Crude Oil

Oil prices were little changed on Wednesday ahead of the data release by API.  Brent futures settled 17 cents higher at $ 65.42 /bbl.  The WTI April contract, which became the front month today settled 11 cents lower at $ 61.68.

Fed officials were more positive on the US economic outlook in the latest FOMC minutes, citing “substantial underlying economic momentum”. A few members noted that they had marked up their near-term forecasts compared to the Dec meeting. The USD jumped while the 10 Year Treasury yield climbed above 2.95% on concerns that the Fed’s pace of tightening may turn out quicker than previously expected.

TransCanada’s Keystone pipeline averaged 250 kbpd throughput in January, still down about 25% year on year. The pipeline resumed service on 28 November after a leak was detected on 16 November. However, flows have not returned to levels seen last year, in part due to pressure restrictions placed by PHMSA.

API Data

The API reported a surprise draw of 900 kb against expectations of a build of 1.3 million barrels. While gasoline built by 1.5 million barrels, distillate stocks drew by 3.5 million barrels significantly more than expected.

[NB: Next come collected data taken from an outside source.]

PR #574, opened 2024-07-21
People Can't Talk In Space

VMSolidus:
# Description

This fixes a bug that has been present in the game for ages, that people can talk to each other in the cold vacuum of space without the aid of a radio. I figured out that this doesn't actually need me to make my "SpaceAudioSystem" just yet, and can be handled with an extremely easy check of the voice source's Transform. Simply put, if they're not touching any grid, their voice can't be heard. Additionally, if a speaker is standing on a different grid from a potential receiver, their voice cannot be heard since the two are on different grids. Effectively, all verbal communication MUST be done through a radio if anyone involved is in space, or on a different grid. Voice can no longer travel between grids. 

Sound should not travel through the vacuum of space. Use a radio to communicate, or physically grab them, and hug them to within 3/10th of a tile. This extremely small distance allotment is there to simulate characters "Grabbing" each other in space to enable direct speaking communication.

This also means that in space, you can have a completely private conversation with someone by hugging them. Nukies would be able to discuss their attack plans while in the shadow of a station, without fear of being overheard by crew in defiance of really basic physics.

**I am coming for general audio next. We will restore the rule of physics and sanity to this game**

# Media

https://github.com/user-attachments/assets/16f107f5-86ab-480b-85df-92b79632e3c1

# Changelog

:cl:
- add: Voice will no longer travel through space. If you are in space, you must either have a radio to communicate with others, or get within hugging distance of someone to talk.

### DIFF
--- a/Content.Server/Chat/Systems/ChatSystem.cs
+++ b/Content.Server/Chat/Systems/ChatSystem.cs
@@ -505,7 +505,7 @@ public sealed partial class ChatSystem : SharedChatSystem
         var language = languageOverride ?? _language.GetLanguage(source);
         var languageObfuscatedMessage = SanitizeInGameICMessage(source, _language.ObfuscateSpeech(message, language), out var emoteStr, true, _configurationManager.GetCVar(CCVars.ChatPunctuation), (!CultureInfo.CurrentCulture.IsNeutralCulture && CultureInfo.CurrentCulture.Parent.Name == "en") || (CultureInfo.CurrentCulture.IsNeutralCulture && CultureInfo.CurrentCulture.Name == "en"));
 
-        foreach (var (session, data) in GetRecipients(source, Transform(source).GridUid == null ? 0.1f : WhisperMuffledRange))
+        foreach (var (session, data) in GetRecipients(source, Transform(source).GridUid == null ? 0.3f : WhisperMuffledRange))
         {
             if (session.AttachedEntity is not { Valid: true } listener)
                 continue;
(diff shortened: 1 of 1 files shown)


DEATHB4DEFEAT (approved):
Add media to the PR

stellar-novas:
So with this, people can still talk in space if they're on the same grid, ex. standing on solars?

FoxxoTrystan:
Two line changes, seriously?

Also is it not best to use the "close whisper range"?
(the range where you get the full whisper message)

VMSolidus:
> Add media to the PR

21mb over the limit, will post in discord

leonardo-dabepis:
Wouldn't sound go away if you're also just inside a spaced room? I know the building structure would pick up sound vibrations to some degree but I don't know if it'd be really audible. I have yet to try this out myself in real life.

VMSolidus:
> Two line changes, seriously?
> 
> Also is it not best to use the "close whisper range"? (the range where you get the full whisper message)

Surprisingly NOPE! Because the check is done at the obfuscate range, and not the close range!

DEATHB4DEFEAT:
> > Add media to the PR
> 
> 21mb over the limit, will post in discord

I've said several times to people, do not upload it to Discord, compress it with https://8mb.video and upload it to the PR.

VMSolidus:
> Wouldn't sound go away if you're also just inside a spaced room? I know the building structure would pick up sound vibrations to some degree but I don't know if it'd be really audible. I have yet to try this out myself in real life.

Sound transmits through the structure of the grid! But would be muffled, you're right. This however is a separate system I'll do, which involves making its own "Space Audio System". I'm doing that as a separate PR for all audio. It will involve math. Because naturally I know the math for exactly that. :)

FoxxoTrystan:
> > Two line changes, seriously?
> > Also is it not best to use the "close whisper range"? (the range where you get the full whisper message)
> 
> Surprisingly NOPE! Because the check is done at the obfuscate range, and not the close range!

Sooo, Normal Tallk and whisper does the same effect, and i supose sign language is bypassed as Emotes are not blocked that way.

VMSolidus:
> Add media to the PR

Done, thanks for the link. You've never sent that to me before, so I didn't know about it

DangerRevolution (approved):
Kinda crazy it's this shrimple to do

Stocks at Cushing were reported to have dropped by 2.6 million barrels. If confirmed by the DOE data expected later today, this will be the 10th consecutive drop in stocks at Cushing

 

 

Naphtha

Asia’s naphtha crack recovered marginally to $69.55 /MT but spot prices in South Korea have flipped to premiums after a couple of weeks. Despite the rise, the current level reflects weak fundamentals as it is 26.5 percent lower from a month ago.

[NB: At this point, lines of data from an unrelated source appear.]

PR #580, opened 2024-07-22
Carrying System Refactor

VMSolidus:
# Description

This is a very simple and apparently minor update to the Carrying System, bringing it up to date with more modern code. The biggest difference is that rather than having a private one-off implementation of one of the original Nyano MassContest functions, it uses the new public Reworked MassContests. With this change, pick up durations no longer infinitely scale with arbitrary mass, meaning that a hypothetical 2000kg Lamia doesn't have an arbitrarily infinitesimal pickup duration when trying to pick up a 10kg Harpy. Carrying is also more strictly limited by mass, rather than by carrying duration, meaning that if a target character is more than 25% heavier than your character, it will not be possible to shoulder them. You'll just have to either drag them, or get a roller bed to move overly massive characters. 

The last thing I did was just cleanup all of the code, so that has nice, Single-IF exit conditions, rather than 30+ line blocks of IF(THING) RETURN;

Oh, and entities can now set their own internal base PickupDuration, so that entities can declare however easy or difficult they should be to pick up!

# MEDIA

https://github.com/user-attachments/assets/9ee0f1dd-ac75-406f-8bbd-9a130594d46d

# Changelog

:cl:
- tweak: The Carrying system has been reworked as a means of better supporting having extremely large species and characters. 10kg Harpies should no longer be oppressed by 2000kg Lamia with infinitely short carry attempts.


OldDanceJacket (approved):

Mnemotechnician:
How about instead of using a fixed maximum advantage of 1.25x, you make it an asymptote so that the advantage keeps growing along the mass ratio, but never exceeds something like 3x? Either that or it should be increased to at least 2x...

VMSolidus:
> How about instead of using a fixed maximum advantage of 1.25x, you make it an asymptote so that the advantage keeps growing along the mass ratio, but never exceeds something like 3x? Either that or it should be increased to at least 2x...

I'm actually currently working on something adjacent to this in a separate PR, my first ContestsSystem expansion. One of the things I was doing is adding an optional override that increases the function's Range as a multiplier. But that's actually a fantastic idea to make variant helpers that use more exotic curves.

VMSolidus:
> How about instead of using a fixed maximum advantage of 1.25x, you make it an asymptote so that the advantage keeps growing along the mass ratio, but never exceeds something like 3x? Either that or it should be increased to at least 2x...

In a separate PR that I'm not ready to post yet. :)

image

Mnemotechnician:
> I'm actually currently working on something adjacent to this in a separate PR, my first ContestsSystem expansion. One of the things I was doing is adding an optional override that increases the function's Range as a multiplier. But that's actually a fantastic idea to make variant helpers that use more exotic curves.

SS14 already has a tree of classes related to curves. They're used in HTN, but you can probably use them in your method.

VMSolidus:
> How about instead of using a fixed maximum advantage of 1.25x, you make it an asymptote so that the advantage keeps growing along the mass ratio, but never exceeds something like 3x? Either that or it should be increased to at least 2x...

image

It now scales with up to a 2x multiplier instead of a 1.25 multiplier.
However, it also simultaneously is impacted by StaminaContest now. If you are winded with stamina damage, it's harder. And if the victim has stamina damage, it gets easier.

image

Carry Slowdown is set to use the "Classic Mode" override, so that the carry slowdown has infinite scaling.

VMSolidus:
https://github.com/user-attachments/assets/25c12f05-7f1c-4fbf-b788-20020b069f19

I've just fixed two key bugs with the Carrying System. Now the ~1 year old bug where carried entities couldn't be thrown has been fixed, and once more you can throw felinids into trash cans. The other bug with players not having slowdowns applied correctly has also been fixed. You will now always be slowed down by carrying someone, even if you are heavier than them.

DangerRevolution (approved):

PR #589, opened 2024-07-24
Survival Is Unbearably Fast

VMSolidus:
# Description

I genuinely have no idea why we left the End Time at 40 minutes(Standard desired gamelength for NRP Servers), when the typical desired End Time for MRP is 2 hours. This coupled with an absurdly high chaos multiplier resulted in rounds where 40 minutes in, an event would fire every 30 seconds. 

I haven't touched any of the underlying math, because I can't be bothered writing a new equation for it today, but so help me god the Ramping Event Scheduler needs better math. And I'm considering that it should probably involve a Logistic Curve. 

# Changelog

:cl:
- tweak: Survival should no longer fire events every 30 seconds at the 40 minute mark. That may be normal on an NRP server, but we write with MRP+ in mind, where 120 minutes is typically the desired endpoint.

### DIFF
--- a/Content.Shared/CCVar/CCVars.cs
+++ b/Content.Shared/CCVar/CCVars.cs
@@ -100,7 +100,7 @@ namespace Content.Shared.CCVar
         /*
          * Events
          */
-
+        #region Event Timers
         /// <summary>
         ///     Controls if the game should run station events
         /// </summary>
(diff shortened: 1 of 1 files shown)


VMSolidus:
I'm closing this because I am sufficiently irritated by this system and its inflexibility that I am now getting out my graphing calculator.

DEATHB4DEFEAT:
> I genuinely have no idea why we left the End Time at 40 minutes(Standard desired gamelength for NRP Servers), when the typical desired End Time for MRP is 2 hours. This coupled with an absurdly high chaos multiplier resulted in rounds where 40 minutes in, an event would fire every 30 seconds.

https://github.com/Simple-Station/Einstein-Engines/pull/509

The March crack has flipped to negative territory and is now at -$ 1.10 /bbl  

Gasoline

Asia’s gasoline crack was at a three-session low of $ 7.54 /bbl. Light distillates inventories held at the Fujairah Oil Industry Zone were at a two-week low of 8.2 million barrels in the week to Feb. 19.

The March 92 Ron gasoline crack is marginally lower at $ 11.25 /bbl

Distillates

Asia’s jet fuel crack held above $15 a barrel on Wednesday versus about $12 from a year ago, making it the most profitable refined oil product for refiners as supplies remain tight.

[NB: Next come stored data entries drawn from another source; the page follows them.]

PR #593, opened 2024-07-25
Fix Talking Across Docked Grids

VMSolidus:
# Description

https://github.com/Simple-Station/Einstein-Engines/pull/574 introduced a bug whereby people who are each on separate grids, but the grids were attached, could not talk to each other. I have corrected this by making it so that when the Cross-Grid check is handled, it also checks to see if the two different grids are JOINTed to each other. Therefore allowing sound to travel across the connection. This should also work from Shuttle To Planet, since it's also handled via the same system. This means that docked shuttles allow sound to travel across to the docked station(or other shuttle), as well as shuttles docked to a planet's surface will permit sound to travel to the planet.

# Changelog

:cl:
- fix: Fixed a bug where sound was not traveling over a Shuttle-Docking connection. Attached grids now permit sound to travel through.

### DIFF
--- a/Content.Server/Chat/Systems/ChatSystem.cs
+++ b/Content.Server/Chat/Systems/ChatSystem.cs
@@ -748,7 +748,8 @@ public sealed partial class ChatSystem : SharedChatSystem
         var language = languageOverride ?? _language.GetLanguage(source);
         foreach (var (session, data) in GetRecipients(source, Transform(source).GridUid == null ? 0.3f : VoiceRange))
         {
-            if (session.AttachedEntity != null && Transform(session.AttachedEntity.Value).GridUid != Transform(source).GridUid
+            if (session.AttachedEntity != null
+                && Transform(session.AttachedEntity.Value).GridUid != Transform(source).GridUid
                 && !CheckAttachedGrids(source, session.AttachedEntity.Value))
                 continue;
 
@@ -986,10 +987,9 @@ public sealed partial class ChatSystem : SharedChatSystem
             return false;
 
         foreach (var (id, _) in sourceJoints.GetJoints)
-        {
             if (receiverJoints.GetJoints.ContainsKey(id))
                 return true;
-        }
+
         return false;
     }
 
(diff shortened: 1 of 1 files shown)


Content.Server/Chat/Systems/ChatSystem.cs
```diff
@@ -743,7 +748,8 @@ private void SendInVoiceRange(ChatChannel channel, string name, string message,
         var language = languageOverride ?? _language.GetLanguage(source);
         foreach (var (session, data) in GetRecipients(source, Transform(source).GridUid == null ? 0.3f : VoiceRange))
         {
-            if (session.AttachedEntity != null && Transform(session.AttachedEntity.Value).GridUid != Transform(source).GridUid)
+            if (session.AttachedEntity != null && Transform(session.AttachedEntity.Value).GridUid != Transform(source).GridUid
+                && !CheckAttachedGrids(source, session.AttachedEntity.Value))
```
DEATHB4DEFEAT, line 752:
```suggestion
            if (session.AttachedEntity != null
                && Transform(session.AttachedEntity.Value).GridUid != Transform(source).GridUid
                && !CheckAttachedGrids(source, session.AttachedEntity.Value))
```

Content.Server/Chat/Systems/ChatSystem.cs
```diff
@@ -973,6 +979,20 @@ public string BuildGibberishString(IReadOnlyList<char> charOptions, int length)
...
+    {
+        if (!TryComp<JointComponent>(Transform(source).GridUid, out var sourceJoints)
+            || !TryComp<JointComponent>(Transform(receiver).GridUid, out var receiverJoints))
+            return false;
+
+        foreach (var (id, _) in sourceJoints.GetJoints)
+        {
+            if (receiverJoints.GetJoints.ContainsKey(id))
+                return true;
+        }
```
DEATHB4DEFEAT, line 992:
```suggestion
        foreach (var (id, _) in sourceJoints.GetJoints)
            if (receiverJoints.GetJoints.ContainsKey(id))
                return true;

```

DEATHB4DEFEAT (approved):

OldDanceJacket (approved):

PR #108, opened 2016-05-05
use PSR-6 for caching

bshaffer:
addresses https://github.com/google/google-api-php-client/issues/941


bshaffer:
@tmatsuo PTAL

bshaffer:
According to the requirements of `key` in [the spec](https://github.com/php-fig/fig-standards/blob/master/accepted/PSR-6-cache.md#definitions), we will need to base64-encode our URLs to make the keys safe (i.e. we are using illegal characters in the scope urls)

tmatsuo:
LGTM

bshaffer:
@stanley-cheung as you implemented the original `CacheInterface`, PTAL.

src/CacheTrait.php
```diff
@@ -62,7 +62,17 @@ private function setCachedValue($v)
...
-        $this->cache->set($key, $v);
+
+        $key = self::getValidKeyName($this->cacheConfig['prefix'].$fetcherKey);
+        $cacheItem = $this->cache->getItem($key);
+        $cacheItem->set($v);
+        $cacheItem->expiresAfter($this->cacheConfig['lifetime']);
+        return $this->cache->save($cacheItem);
+    }
+
+    public static function getValidKeyName($key)
```
kesar: why is this static?

stanley-cheung:
LGTM. Using PSR-6' `CacheItemPoolInterface` is a great idea, rather than rolling our own `CacheInterface`. Just FYI, I wasn't the original implementor of `CacheInterface`. That even predates me :P

src/CacheTrait.php
bshaffer: @kesar you're right, this function's visibility should match that of `getCachedValue` and `setCachedValue`

bshaffer:
@stanley-cheung  `CacheInterface` has now been banished back to the mysterious origins from whence it came.

PR #109, opened 2016-05-10
simplify travis matrix / composer using prefer-lowest flag

bshaffer:


tmatsuo:
The change itself looks good, but phplint is complaining...

bshaffer:
@tmatsuo PTAL - I ran `.php_cs` and added it to tests, and also upgraded the minimum guzzle version to `5.3` to fix failing tests on PHP 7.

tmatsuo:
LGTM

PR #110, opened 2016-05-10
adds token callback to AuthToken Middleware & Subscriber

bshaffer:
This is an attempt to resolve https://github.com/google/google-api-php-client/issues/901 and provide a more elegant way for https://github.com/google/google-api-php-client/pull/905 and https://github.com/google/google-api-php-client/pull/925


bshaffer:
@tmatsuo @SurferJeffAtGoogle PTAL

tmatsuo:
LGTM

PR #112, opened 2016-05-26
Expose keyfile

jdpedrie:
Hello!

This pull request is part of a solution for GoogleCloudPlatform/gcloud-php#32.

The goal of this change is to allow access to json key data even in cases when a key is not explicitly given to the credentials loader. So when a key is loaded from the `GOOGLE_APPLICATION_CREDENTIALS` environment variable, or from the well-known path, applications using this library will have access to that information. In the case of gcloud-php, we will use it to attempt to determine the project ID even when one is not explicitly provided.

### DIFF
--- a/src/Credentials/ServiceAccountCredentials.php
+++ b/src/Credentials/ServiceAccountCredentials.php
@@ -103,6 +103,8 @@ class ServiceAccountCredentials extends CredentialsLoader
             'sub' => $sub,
             'tokenCredentialUri' => self::TOKEN_CREDENTIAL_URI,
         ]);
+
+        $this->jsonKey = $jsonKey;
     }
 
     /**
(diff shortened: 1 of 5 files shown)


jdpedrie:
hey @bshaffer, any chance you could take a look at this in the next couple of days? Thanks!

bshaffer:
@jdpedrie what if we made the existing methods more generic? Then you could just call those instead of saving/exposing it on the `credentials` subclasses?

```php
use Google\Auth\CredentialsLoader;

$jsonKey = CredentialsLoader::fromEnv() ?: CredentialsLoader::fromWellKnownFile();
```

This would break BC, but it's worth it for a better API.

jdpedrie:
I'm a fan of that! I tried to avoid BC breaks in my change, but if that's not an overriding concern I definitely prefer your solution.

bshaffer:
@jdpedrie I appreciate that! I think this is a worthwhile break, however.

PR #118, opened 2016-06-17
explicitly set AppEngine Flexible to use GCE credentials

bshaffer:
If a custom runtime is used in App Engine Flexible, or PHP is executing outside of `php-nginx` (in this environment, `SERVER_SOFTWARE` is [set explicitly](https://github.com/GoogleCloudPlatform/php-docker/blob/2be08b74359c6d5bfd54c058e86ada19b4bfb94b/php-nginx/fastcgi_params#L30)), the auth library tries to use `AppIdentityCredentials`, which fails because the [appengine php sdk](https://github.com/GoogleCloudPlatform/appengine-php-sdk) doesn't exist.

### DIFF
--- a/tests/ApplicationDefaultCredentialsTest.php
+++ b/tests/ApplicationDefaultCredentialsTest.php
@@ -175,6 +175,52 @@ class ADCGetMiddlewareTest extends \PHPUnit_Framework_TestCase
     }
 }
 
+class ADCGetCredentialsAppEngineTest extends BaseTest
+{
+    private $originalHome;
+    private $originalServiceAccount;
+
+    protected function setUp()
+    {
+        // set home to be somewhere else
+        $this->originalHome = getenv('HOME');
+        putenv('HOME=' . __DIR__ . '/not_exist_fixtures');
+
+        // remove service account path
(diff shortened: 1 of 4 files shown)


tests/ApplicationDefaultCredentialsTest.php
```diff
@@ -175,6 +175,52 @@ public function testSuccedsIfNoDefaultFilesButIsOnGCE()
...
+        $this->assertInstanceOf(
+            'Google\Auth\Credentials\AppIdentityCredentials',
+            ApplicationDefaultCredentials::getCredentials()
+        );
+    }
+
+    public function testAppEngineFlexible()
+    {
+        $_SERVER['SERVER_SOFTWARE'] = 'Google App Engine';
+        $_SERVER['GAE_VM'] = 'true';
```
tmatsuo: small nit: does it affect other tests?

tmatsuo:
LGTM with a minor nit, but please submit

tests/ApplicationDefaultCredentialsTest.php
bshaffer: The `$_SERVER` variable is reset for each test by phpunit, so this is still hermetic!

Distillate stocks at Fujairah were at a 3 week high of 2.5 million barrels in the week ended 19 Feb.

The March paper gasoil crack has increased further to $ 14.50 /bbl. The 10 ppm crack is at $ 15.15 /bbl.  The March regrade is higher at $ 1.50 /bbl today. 

Hedge Recommendations with current values in Red

March Regrade          $ 1.40     ($ 1.50)

Fuel Oil

Asia’s front-month high-sulphur fuel oil crack widened its discount to Brent crude on Wednesday, slipping to a near two-week low as ample near-term supplies weighed on market sentiment. The March 180-cst fuel oil crack to Brent was trading at about minus $7.30 a barrel, its widest discount since Feb. 8. This came despite weaker oil prices on Wednesday.

The March 180 cst crack is higher at -$ 4.10 /bbl. The visco spread continues to stay $ 1.00 / bbl.  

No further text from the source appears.